Wells are generally drilled into a land surface or ocean bed to recover natural deposits of oil, gas, and other natural resources that are trapped in geological formations in the Earth's crust. Testing and evaluation of completed and partially finished wellbores have become commonplace, such as to increase well production and return on investment. Information about the subsurface formations, such as measurements of the formation pressure, formation permeability, and recovery of formation fluid samples, may be utilized for predicting the economic value, the production capacity, and the production lifetime of a subsurface formation.
Various downhole tools and/or sensors may be utilized to perform such formation evaluations. For example, a resistivity tool may be utilized to measure the electrical resistivity of a formation surrounding the wellbore, because porous formations having high resistivity generally indicate the presence of hydrocarbons, while porous formations having low resistivity are generally water saturated. Resistivity tools utilize electrodes that are urged against a sidewall of the wellbore, or that are disposed at a distance (“standoff”) from the sidewall, and that emit and receive electrical energy through the formation to measure electrical current and/or potential to determine the formation resistivity.

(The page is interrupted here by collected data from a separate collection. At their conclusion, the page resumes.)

Issue #9062, opened 2025-02-11
Formalize Shared Secrets Support across all supported managers


kcbimonte:
## Summary
Shared Secrets have gotten partial support depending on the Secrets Managers that people prefer. In the latest couple of releases, SSM has been added to that list that already included Vault and AWS Secrets Manager. However, the remaining Secrets Managers, most notably CredHub, have not had the functionality extended to them. 

This is a Backlog item request to add the Shared Secrets Path functionality to the remaining secrets managers so that usage can be consistent across the secrets managers when possible. The current list is the following:
- CredHub
- Kubernetes
- Conjur

## Context

* RFC: concourse/rfcs# N/A
* Prior discussion: #8687, #3221, #6226
* Depends on # N/A
* Part of # N/A

VikranthBala:
Hey @taylorsilva, I'd like to take a crack at this if it's still up for grabs. I'm fairly new to the Concourse codebase, so I'd like to start by scoping just the CredHub piece first, get a PR up, and then look at Kubernetes/Conjur as follow-ups once I've got a feel for the pattern.

VikranthBala:
Hey @taylorsilva I have added my PR for credhub, do let me know if it looks fine or if you have any comments

taylorsilva:
Thanks @VikranthBala! All contributions are much appreciated. I'll take a look at the PR this week. Got a few others I need to look at first. It's on my radar :)

VikranthBala:
Hi @taylorsilva, I have added my PR for shared path support for Kubernetes. Can you please review it & let me know if any changes are required. Thank you in Advance :D

taylorsilva:
Final PR made and merged that completes this issue.

PR #9615, opened 2026-06-23
add shared path support to credhub `CONCOURSE_CREDHUB_SHARED_PATH`

VikranthBala:

As of now, it is not possible to configure shared paths for Credhub cred manager as opposed to other cred managers such as Vault,AWS. So I propose to add a new parameter --credhub-shared-path similar to the Vault cred manager. This parameter can be optional (as with Vault). This PR provides all the changes needed for this functionality.

### Notes to reviewer

Release Note

    Added `--credhub-shared-path` to configure shared secret paths for Credhub cred manager similarly to the one for Vault, SSM.

PR is for the issue: #9062

### DIFF
--- a/atc/creds/credhub/credhub.go
+++ b/atc/creds/credhub/credhub.go
@@ -11,9 +11,10 @@ import (
 )
 
 type CredHubAtc struct {
-	CredHub *LazyCredhub
-	logger  lager.Logger
-	prefix  string
+	CredHub    *LazyCredhub
+	logger     lager.Logger
+	prefix     string
+	sharedPath string
 }
 
 // NewSecretLookupPaths defines how variables will be searched in the underlying secret manager
@@ -25,6 +26,9 @@ func (c CredHubAtc) NewSecretLookupPaths(teamName string, pipelineName string, a
 	lookupPaths = append(lookupPaths, creds.NewSecretLookupWithPrefix(path.Join(c.prefix, teamName)+"/"))
 	if allowRootPath {
 		lookupPaths = append(lookupPaths, creds.NewSecretLookupWithPrefix(c.prefix+"/"))
+	}
+	if c.sharedPath != "" {
+		lookupPaths = append(lookupPaths, creds.NewSecretLookupWithPrefix(c.sharedPath+"/"))
 	}
 	return lookupPaths
 }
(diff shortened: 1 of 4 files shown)


atc/creds/credhub/credhub.go
```diff
@@ -26,6 +27,9 @@ func (c CredHubAtc) NewSecretLookupPaths(teamName string, pipelineName string, a
 	if allowRootPath {
 		lookupPaths = append(lookupPaths, creds.NewSecretLookupWithPrefix(c.prefix+"/"))
 	}
+	if c.sharedPath != "" {
+		lookupPaths = append(lookupPaths, creds.NewSecretLookupWithPrefix(c.sharedPath+"/"))
+	}
```
taylorsilva, line 32: I think this should also include the `c.prefix`. I think the credhub semantics are similar to Vault's. Both var sources have a `PathPrefix` that is, as per their descriptions:

> Path under which to namespace credential lookup.

Which in Vault means all secret lookups happen under the `PathPrefix`. See https://github.com/concourse/concourse/blob/6d8aee76225529b1727dcf39e148a042ad61328b/atc/creds/vault/vault.go#L43-L45

Contrasting that, we don't do that in the SSM cred manager: https://github.com/concourse/concourse/blob/6d8aee76225529b1727dcf39e148a042ad61328b/atc/creds/ssm/ssm.go#L49-L51
but that's because it has no `PathPrefix`: https://github.com/concourse/concourse/blob/6d8aee76225529b1727dcf39e148a042ad61328b/atc/creds/ssm/manager.go#L22-L31

atc/creds/credhub/manager.go
```diff
@@ -18,6 +18,8 @@ type CredHubManager struct {
 
 	PathPrefix string `long:"path-prefix" default:"/concourse" description:"Path under which to namespace credential lookup."`
 
+	SharedPath string `long:"shared-path" description:"CredHub parameter path used for shared parameters"`
```
taylorsilva: nit: change description to match Vault's
```suggestion
	SharedPath string `long:"shared-path" description:"Path under which to namespace credential lookup."`
```

taylorsilva (changes requested):
This looks good! Change the lookup path logic for it and then this looks good to merge.

VikranthBala:
Thanks for the review, I will have a look at the comments & update the PR

taylorsilva (approved):
LGTM - Thank you @VikranthBala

Formation evaluation and other downhole tools and operations have become increasingly complex and expensive as wellbores are drilled deeper and through more difficult materials. Such wellbores present increasingly harsher environments, where temperature may exceed 250 degrees Celsius and pressure may exceed 30,000 pounds per square inch (PSI). Such extremes can damage the electrical connectors, sensors, and other electronic components of the downhole tools, and can cause downhole fluids to leak into the electronic components, and/or otherwise compromise the accuracy and even operation of the downhole tools.